:: Exercise objective ::
Work out how many lines of the records contain "like". Answer with the number and nothing else.

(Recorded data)
PR #626, opened 2022-06-25
QSFP x32 FPGA driver, server multiple device from fpga-server

arjenroodselaar:
This diff implements the following:

- Allow a `fpga-server` task to server requests for multiple FPGA devices
- Add a driver for hardware found on the QSFP x32 board, where multiple ECP5
  devices are controlled using a mux'd SPI link and an I2C GPIO expander

### DIFF
--- a/drv/fpga-devices/Cargo.toml
+++ b/drv/fpga-devices/Cargo.toml
@@ -6,10 +6,12 @@ edition = "2021"
 [dependencies]
 userlib = {path = "../../sys/userlib"}
 ringbuf = {path = "../../lib/ringbuf"}
+drv-i2c-api = {path = "../../drv/i2c-api"}
+drv-i2c-devices = {path = "../../drv/i2c-devices"}
+drv-fpga-api = {path = "../../drv/fpga-api"}
 drv-spi-api = {path = "../../drv/spi-api"}
 drv-stm32xx-sys-api = {path = "../stm32xx-sys-api"}
-drv-fpga-api = {path = "../../drv/fpga-api"}
-num-traits = { version = "0.2.12", default-features = false }
+num-traits = {version = "0.2.12", default-features = false}
 cfg-if = "1"
 bitfield = "0.13"
 zerocopy = "0.6.1"
--- a/drv/fpga-devices/src/ecp5_spi_mux_pca9538.rs
+++ b/drv/fpga-devices/src/ecp5_spi_mux_pca9538.rs
@@ -1,0 +1,362 @@
+// This Source Code Form is subject to the terms of the Mozilla Public
+// License, v. 2.0. If a copy of the MPL was not distributed with this
+// file, You can obtain one at https://mozilla.org/MPL/2.0/.
+
+use crate::ecp5::{Command, Ecp5, Ecp5Driver};
+use crate::FpgaUserDesign;
+use drv_fpga_api::FpgaError;
+use drv_i2c_api::ResponseCode;
+use drv_i2c_devices::pca9538;
+use drv_spi_api::{self as spi_api, SpiDevice, SpiError};
+use drv_stm32xx_sys_api::{self as sys_api, GpioError, Sys};
+
+/// This module implements an ECP5 driver which exposes two physical devices,
+/// which share a single SPI bus using a mux and are controlled through a shared
+/// PCA9538 GPIO expander.
+
+/// Impl Error type, with conversion from `GpioError`, `SpiError` and
+/// `ResponseCode`.
+#[derive(Copy, Clone, Debug)]
+pub enum Error {
+    GpioError(GpioError),
+    SpiError(SpiError),
+    I2cError(ResponseCode),
+}
+
+impl From<GpioError> for Error {
+    fn from(e: GpioError) -> Self {
+        Self::GpioError(e)
+    }
+}
+
+impl From<SpiError> for Error {
+    fn from(e: SpiError) -> Self {
+        Self::SpiError(e)
+    }
+}
+
+impl From<ResponseCode> for Error {
+    fn from(e: ResponseCode) -> Self {
+        Self::I2cError(e)
+    }
+}
+
+impl From<Error> for u8 {
+    fn from(e: Error) -> Self {
+        match e {
+            Error::GpioError(e) => match e {
+                GpioError::BadArg => 2,
+            },
+            Error::SpiError(e) => match e {
+                SpiError::BadTransferSize => 3,
+                SpiError::ServerRestarted => 4,
+                SpiError::NothingToRelease => 5,
+                SpiError::BadDevice => 6,
+                SpiError::DataOverrun => 7,
+            },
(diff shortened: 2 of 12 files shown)


drv/fpga-server/src/main.rs
```diff
@@ -117,11 +179,45 @@ impl<Device: FpgaUserDesign> Drop for UserDesignLock<'_, Device> {
...
+                } else {
+                    Err(FpgaError::BadDevice)
+                }
+            }
+            None => {
+                if device_index < self.devices.len() {
+                    Ok(&self.devices[device_index])
+                } else {
+                    Err(FpgaError::BadDevice)
+                }
```
mkeeter, line 207: Nit:
```suggestion
                self.devices.get(device_index).ok_or(FpgaError::BadDevice),
```

drv/fpga-devices/src/ecp5_spi_mux_pca9538.rs
```diff
@@ -0,0 +1,297 @@
...
+}
+
+pub struct Pins {
+    pub done: pca9538::PinSet,
+    pub init_n: pca9538::PinSet,
+    pub program_n: pca9538::PinSet,
+    pub user_design_reset_n: pca9538::PinSet,
+}
+
+pub struct Driver {
```
mkeeter, line 75: I don't love having every member `pub` here – since there's a cache in `instance_select`, it makes it possible to invalidate state.  However, I _do_ like having the constructor specify variables by name.

How about making internal variables of the `Driver` private, then adding
```
struct DriverConfig {
    pub sys: Sys,
    pub configuration_port: SpiDevice,
    pub user_design: SpiDevice,
    pub spi_mux_select: sys_api::PinSet,
    pub gpio: pca9538::Pca9538,
    pub user_design_reset_duration: u64,
}
```
with an initialization function
```
impl Driver {
    pub fn init(config: DriverConfig) -> Self {
       ...
    }
}
```
The `init` function should also does GPIO configuration to ensure that the `instance_selected` is correct (currently done in `configure_gpio`).  That way, the only way to get a `struct Driver` ensures that it's valid.

drv/fpga-devices/src/ecp5_spi_mux_pca9538.rs
```diff
@@ -0,0 +1,297 @@
...
+    pub instance_selected: core::cell::Cell<usize>,
+    pub gpio: pca9538::Pca9538,
+    pub user_design_reset_duration: u64,
+}
+
+impl Driver {
+    pub fn select_instance(&self, instance: usize) -> Result<(), GpioError> {
+        if self.instance_selected.get() != instance {
+            self.instance_selected.set(instance);
+            self.sys.gpio_set_to(
```
mkeeter, line 89: I like to store `Cell<Option<usize>>` for caches like this one.

That way, if `gpio_set_to` returns an error, we'd store `None` in the cache, representing an unknown state (since we don't know if the GPIO task crashed before or after setting the pin).

drv/fpga-devices/Cargo.toml
```diff
@@ -6,14 +6,19 @@ edition = "2021"
...
 drv-stm32xx-sys-api = {path = "../stm32xx-sys-api"}
-drv-fpga-api = {path = "../../drv/fpga-api"}
-num-traits = { version = "0.2.12", default-features = false }
+num-traits = {version = "0.2.12", default-features = false}
 cfg-if = "1"
 bitfield = "0.13"
 zerocopy = "0.6.1"
 
+[features]
+front_io = ["drv-i2c-api", "drv-i2c-devices"]
```
mkeeter, line 20: This feature doesn't appear to be used; `drv-fpga-devices` builds both `ecp5_spi::Ecp5UsingSpi` and `ecp5_spi_mux_pca9538::Driver` all the time.

I think this is fine, just delete the feature.

drv/fpga-server/Cargo.toml
```diff
@@ -7,19 +7,26 @@ edition = "2021"
...
 num-traits = { version = "0.2.12", default-features = false }
 zerocopy = "0.6.1"
 
 [build-dependencies]
+build-i2c = {path = "../../build/i2c"}
 build-util = {path = "../../build/util"}
 idol = {git = "https://github.com/oxidecomputer/idolatry.git"}
 
+[features]
+mainboard = []
```
mkeeter, line 27: Since these are mutually exclusive, there should be a guard in `drv/fpga-server/src/main.rs`, e.g.
```rust
#[cfg(all(target_board = "sidecar-1", feature = "mainboard", feature = "front_io"))]
compile_error!("Cannot enable both mainboard and front_io simultaneously");
```

mkeeter (commented):
A few notes, but this is looking pretty good!  You'll probably want to run `rustfmt` and `cargo xtask clippy` before merging.

drv/fpga-devices/src/ecp5_spi_mux_pca9538.rs
arjenroodselaar: Yup, this split is a good idea. It's a common pattern I use in Bluespec code, not sure why I didn't think of it here.

drv/fpga-server/src/main.rs
arjenroodselaar: Thanks! I managed to make this function even shorter.

drv/fpga-devices/src/ecp5_spi_mux_pca9538.rs
arjenroodselaar: I've refactored this quite a bit and overall I am pretty happy with the result. The only thing that's nagging a bit is the `config` member in `Driver` causing deeper nesting elsewhere in the driver. But the immediate alternative is copying the fields from `DriverConfig` to `Driver`, which seemed equally meh. I was contemplating something with `Deref`, but that didn't look that great either. Any suggestions on something I have not thought of?

drv/fpga-devices/Cargo.toml
arjenroodselaar: Ah yes, it needs a `feature` annotation in `lib.rs` to be active. But yes, it's fine to leave this out.

drv/fpga-devices/src/ecp5_spi_mux_pca9538.rs
arjenroodselaar: I updated the function with the suggestion, but let me know if there is a more concise way to do this.

drv/fpga-devices/src/ecp5_spi_mux_pca9538.rs
mkeeter: Yeah, it seems like all the options are meh:
- Storing the `DriverConfig` in the driver adds an extra `.config` all over
- Copying fields is a lot of duplication
- Using `Deref` for anything other than a smart pointer is heavily frowned upon

I think options 1 vs 2 are about the same, so no objections to the one you picked.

:: Answer to this problem ::
3